→ REQUIRED ACTION:
What you return should match the data below exactly, with every entry reproduced.

╭──

PR #2907, opened 2017-01-13
Split log output per channel

### LINKED ISSUE #2800: Split terminal output per-channel
Given https://github.com/sbt/sbt/issues/2798
## steps
1. Start sbt server on terminal1 where a build is located: sbt server
2. Start sbt client on terminal2 from anywhere like ~/temp/: sbt client localhost:5001
3. On terminal1 `project echo-server`
4. On terminal2 `project echo-client`
5. On terminal1 type `hello` (let's say hello is a command that logs "hello")
6. On terminal2 type `hi` (let's say hello is a command that logs "hi")
## expectation

On terminal1 I see "hello", on terminal2 I see "hi", but I don't see each other's output.

eed3si9n:
LogManager implementation is modified to use ManagedLogger, which can swap out backing Appenders without re-creating the log instance.

The State was also changed to track `currentCommand: Option[Exec]`. `Exec` knows the origin of the command invocation, and using that we can now send the network-originated events only to the network clients.

Combined together, this implements log splitting between the sbt clients (channels).

Requires https://github.com/sbt/util/pull/68
Fixes #2800


protocol/src/main/scala/sbt/protocol/Serialization.scala
```diff
@@ -46,7 +53,44 @@ object Serialization {
   /**
    * @return A command or an invalid input description
    */
-  def deserializeEvent(bytes: Seq[Byte]): Either[String, EventMessage] =
+  def deserializeEvent(bytes: Seq[Byte]): Either[String, Any] =
```
dwijnand, line 56: Can we not do any better than Any? Or is this WIP to be fixed at a later date?

dwijnand (approved):

protocol/src/main/scala/sbt/protocol/Serialization.scala
eed3si9n: Not really. Unless we limit our events to descend from some common trait we have to use Any here.

dwijnand:
> [error] x project / transitive-plugins (out-1)
[error]    {line 4}  Command failed: a/publish failed (out-1)

eed3si9n:
Yea. It's just missing https://repo1.maven.org/maven2/org/scala-sbt/librarymanagement_2.12/1.0.0-X4 from Maven Central.

PR #2933, opened 2017-01-20
Spelling

jsoref:


protocol/src/main/contraband-scala/sbt/protocol/codec/ExectionEventFormats.scala
```diff
@@ -5,21 +5,21 @@
 // DO NOT EDIT MANUALLY
 package sbt.protocol.codec
 import _root_.sjsonnew.{ deserializationError, serializationError, Builder, JsonFormat, Unbuilder }
-trait ExectionEventFormats { self: sjsonnew.BasicJsonProtocol =>
-implicit lazy val ExectionEventFormat: JsonFormat[sbt.protocol.ExectionEvent] = new JsonFormat[sbt.protocol.ExectionEvent] {
-  override def read[J](jsOpt: Option[J], unbuilder: Unbuilder[J]): sbt.protocol.ExectionEvent = {
+trait ExecutionEventFormats { self: sjsonnew.BasicJsonProtocol =>
```
jsoref: This is an API break afaict.

And yes, I can see there's a DO NOT EDIT MANUALLY marker.
I didn't edit it manually, a script did ;-)

1. If you're intentionally misspelling things, you should include a note explaining why.
1. If you're generating things, you should indicate the source, not just the tool.

sbt/src/sbt-test/actions/set/build.sbt
```diff
@@ -1,6 +1,6 @@
 
 TaskKey[Unit]("checkName", "") := {
-	assert(name.value == "hello-world", "Name is not hello-worled, failed to set!")
+	assert(name.value == "hello-world", "Name is not hello-world, failed to set!")
```
jsoref, line 3: I'm assuming this is a typo, if it isn't, it's pretty weird.

sbt/src/sbt-test/source-dependencies/macro-annotation/macros/src/main/scala/Macros.scala
```diff
@@ -3,24 +3,24 @@ import scala.language.experimental.macros
 import scala.annotation.StaticAnnotation
 
 object HelloMacro {
-  def impl(c: Context)(annottees: c.Tree*): c.Tree = {
+  def impl(c: Context)(annotatees: c.Tree*): c.Tree = {
```
jsoref: I get that scala seems to like this invented word. But it isn't right.
Note: as each commit covers a single concept, if you don't like a change, you can trivially drop the commit and move along.

sbt/src/sbt-test/source-dependencies/macro-annotation/macros/src/main/scala/Macros.scala
```diff
@@ -3,24 +3,24 @@ import scala.language.experimental.macros
...
     import c.universe._
 
-    annottees match {
+    annotatees match {
       case (classDecl: ClassDef) :: Nil =>
-        val q"$mods class $name[..$tparams] $ctorMods(...$paramss) extends { ..$earlydefns } with ..$bases { $self => ..$body }" = classDecl
+        val q"$mods class $name[..$tparams] $ctorMods(...$params) extends { ..$earlydefns } with ..$bases { $self => ..$body }" = classDecl
         q"""
-        case class $name(...$paramss) extends ..$bases {
+        case class $name(...$params) extends ..$bases {
```
jsoref: I can't tell why you have an extra `s` here. It could be intentional, but, I'm betting it isn't.
Note: if it is intentional, you could improve readability by expanding the `s` into something more...

eed3si9n (approved):
All the changes look fine. Thanks for doing this.

jsoref (commented):
Most of the rest of the changes are comments, local variables, or private functions. But you should review each word ...

jsoref:
@eed3si9n : thanks for being responsive.

protocol/src/main/contraband-scala/sbt/protocol/codec/ExectionEventFormats.scala
eed3si9n: This is a generated code, and an outdated one. This file should be removed since there's now https://github.com/sbt/sbt/blob/1.0.x/protocol/src/main/contraband-scala/sbt/protocol/codec/ExecutionEventFormats.scala

sbt/src/sbt-test/actions/set/build.sbt
eed3si9n: Typo.

sbt/src/sbt-test/source-dependencies/macro-annotation/macros/src/main/scala/Macros.scala
dwijnand: It is intentional, it's a list of lists of parameters. And it's intentionally terse (instead of "paramsList"). It's just one of those things that comes with the domain of introspecting code and/or generating code. We should revert this one.

sbt/src/sbt-test/source-dependencies/macro-annotation/macros/src/main/scala/Macros.scala
dwijnand: We should drop this one. "annottees" is simply what these are called now..

eed3si9n: If "annottees" is the standard in macro lingo, let's just stick to it. I don't want to use sbt source as a platform of protest.

sbt/src/sbt-test/source-dependencies/macro-annotation/macros/src/main/scala/Macros.scala
eed3si9n: When I see `params` I think of `List[X]`. When I see `paramss`, I think of `List[List[X]]`. That's fairly common convention for compiler code base.

eed3si9n (changes requested):
I guess I did have some change requests.

protocol/src/main/contraband-scala/sbt/protocol/codec/ExectionEventFormats.scala
jsoref: I'd rather someone do that in a distinct PR.

eed3si9n: That's fine.

dwijnand (changes requested):
Thanks @jsoref for the fixes.

dwijnand (approved):

eed3si9n (approved):

PR #2934, opened 2017-01-20
Move some server pieces from main-command to main

dwijnand:
Given the commented out code in main-command's Command.process this probably needs attention before merging.


main-command/src/main/scala/sbt/Command.scala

╰──

→ RESULT OF THE TASK:
PR #2907, opened 2017-01-13
Split log output per channel

### LINKED ISSUE #2800: Split terminal output per-channel
Given https://github.com/sbt/sbt/issues/2798
## steps
1. Start sbt server on terminal1 where a build is located: sbt server
2. Start sbt client on terminal2 from anywhere like ~/temp/: sbt client localhost:5001
3. On terminal1 `project echo-server`
4. On terminal2 `project echo-client`
5. On terminal1 type `hello` (let's say hello is a command that logs "hello")
6. On terminal2 type `hi` (let's say hello is a command that logs "hi")
## expectation

On terminal1 I see "hello", on terminal2 I see "hi", but I don't see each other's output.

eed3si9n:
LogManager implementation is modified to use ManagedLogger, which can swap out backing Appenders without re-creating the log instance.

The State was also changed to track `currentCommand: Option[Exec]`. `Exec` knows the origin of the command invocation, and using that we can now send the network-originated events only to the network clients.

Combined together, this implements log splitting between the sbt clients (channels).

Requires https://github.com/sbt/util/pull/68
Fixes #2800


protocol/src/main/scala/sbt/protocol/Serialization.scala
```diff
@@ -46,7 +53,44 @@ object Serialization {
   /**
    * @return A command or an invalid input description
    */
-  def deserializeEvent(bytes: Seq[Byte]): Either[String, EventMessage] =
+  def deserializeEvent(bytes: Seq[Byte]): Either[String, Any] =
```
dwijnand, line 56: Can we not do any better than Any? Or is this WIP to be fixed at a later date?

dwijnand (approved):

protocol/src/main/scala/sbt/protocol/Serialization.scala
eed3si9n: Not really. Unless we limit our events to descend from some common trait we have to use Any here.

dwijnand:
> [error] x project / transitive-plugins (out-1)
[error]    {line 4}  Command failed: a/publish failed (out-1)

eed3si9n:
Yea. It's just missing https://repo1.maven.org/maven2/org/scala-sbt/librarymanagement_2.12/1.0.0-X4 from Maven Central.

PR #2933, opened 2017-01-20
Spelling

jsoref:


protocol/src/main/contraband-scala/sbt/protocol/codec/ExectionEventFormats.scala
```diff
@@ -5,21 +5,21 @@
 // DO NOT EDIT MANUALLY
 package sbt.protocol.codec
 import _root_.sjsonnew.{ deserializationError, serializationError, Builder, JsonFormat, Unbuilder }
-trait ExectionEventFormats { self: sjsonnew.BasicJsonProtocol =>
-implicit lazy val ExectionEventFormat: JsonFormat[sbt.protocol.ExectionEvent] = new JsonFormat[sbt.protocol.ExectionEvent] {
-  override def read[J](jsOpt: Option[J], unbuilder: Unbuilder[J]): sbt.protocol.ExectionEvent = {
+trait ExecutionEventFormats { self: sjsonnew.BasicJsonProtocol =>
```
jsoref: This is an API break afaict.

And yes, I can see there's a DO NOT EDIT MANUALLY marker.
I didn't edit it manually, a script did ;-)

1. If you're intentionally misspelling things, you should include a note explaining why.
1. If you're generating things, you should indicate the source, not just the tool.

sbt/src/sbt-test/actions/set/build.sbt
```diff
@@ -1,6 +1,6 @@
 
 TaskKey[Unit]("checkName", "") := {
-	assert(name.value == "hello-world", "Name is not hello-worled, failed to set!")
+	assert(name.value == "hello-world", "Name is not hello-world, failed to set!")
```
jsoref, line 3: I'm assuming this is a typo, if it isn't, it's pretty weird.

sbt/src/sbt-test/source-dependencies/macro-annotation/macros/src/main/scala/Macros.scala
```diff
@@ -3,24 +3,24 @@ import scala.language.experimental.macros
 import scala.annotation.StaticAnnotation
 
 object HelloMacro {
-  def impl(c: Context)(annottees: c.Tree*): c.Tree = {
+  def impl(c: Context)(annotatees: c.Tree*): c.Tree = {
```
jsoref: I get that scala seems to like this invented word. But it isn't right.
Note: as each commit covers a single concept, if you don't like a change, you can trivially drop the commit and move along.

sbt/src/sbt-test/source-dependencies/macro-annotation/macros/src/main/scala/Macros.scala
```diff
@@ -3,24 +3,24 @@ import scala.language.experimental.macros
...
     import c.universe._
 
-    annottees match {
+    annotatees match {
       case (classDecl: ClassDef) :: Nil =>
-        val q"$mods class $name[..$tparams] $ctorMods(...$paramss) extends { ..$earlydefns } with ..$bases { $self => ..$body }" = classDecl
+        val q"$mods class $name[..$tparams] $ctorMods(...$params) extends { ..$earlydefns } with ..$bases { $self => ..$body }" = classDecl
         q"""
-        case class $name(...$paramss) extends ..$bases {
+        case class $name(...$params) extends ..$bases {
```
jsoref: I can't tell why you have an extra `s` here. It could be intentional, but, I'm betting it isn't.
Note: if it is intentional, you could improve readability by expanding the `s` into something more...

eed3si9n (approved):
All the changes look fine. Thanks for doing this.

jsoref (commented):
Most of the rest of the changes are comments, local variables, or private functions. But you should review each word ...

jsoref:
@eed3si9n : thanks for being responsive.

protocol/src/main/contraband-scala/sbt/protocol/codec/ExectionEventFormats.scala
eed3si9n: This is a generated code, and an outdated one. This file should be removed since there's now https://github.com/sbt/sbt/blob/1.0.x/protocol/src/main/contraband-scala/sbt/protocol/codec/ExecutionEventFormats.scala

sbt/src/sbt-test/actions/set/build.sbt
eed3si9n: Typo.

sbt/src/sbt-test/source-dependencies/macro-annotation/macros/src/main/scala/Macros.scala
dwijnand: It is intentional, it's a list of lists of parameters. And it's intentionally terse (instead of "paramsList"). It's just one of those things that comes with the domain of introspecting code and/or generating code. We should revert this one.

sbt/src/sbt-test/source-dependencies/macro-annotation/macros/src/main/scala/Macros.scala
dwijnand: We should drop this one. "annottees" is simply what these are called now..

eed3si9n: If "annottees" is the standard in macro lingo, let's just stick to it. I don't want to use sbt source as a platform of protest.

sbt/src/sbt-test/source-dependencies/macro-annotation/macros/src/main/scala/Macros.scala
eed3si9n: When I see `params` I think of `List[X]`. When I see `paramss`, I think of `List[List[X]]`. That's fairly common convention for compiler code base.

eed3si9n (changes requested):
I guess I did have some change requests.

protocol/src/main/contraband-scala/sbt/protocol/codec/ExectionEventFormats.scala
jsoref: I'd rather someone do that in a distinct PR.

eed3si9n: That's fine.

dwijnand (changes requested):
Thanks @jsoref for the fixes.

dwijnand (approved):

eed3si9n (approved):

PR #2934, opened 2017-01-20
Move some server pieces from main-command to main

dwijnand:
Given the commented out code in main-command's Command.process this probably needs attention before merging.


main-command/src/main/scala/sbt/Command.scala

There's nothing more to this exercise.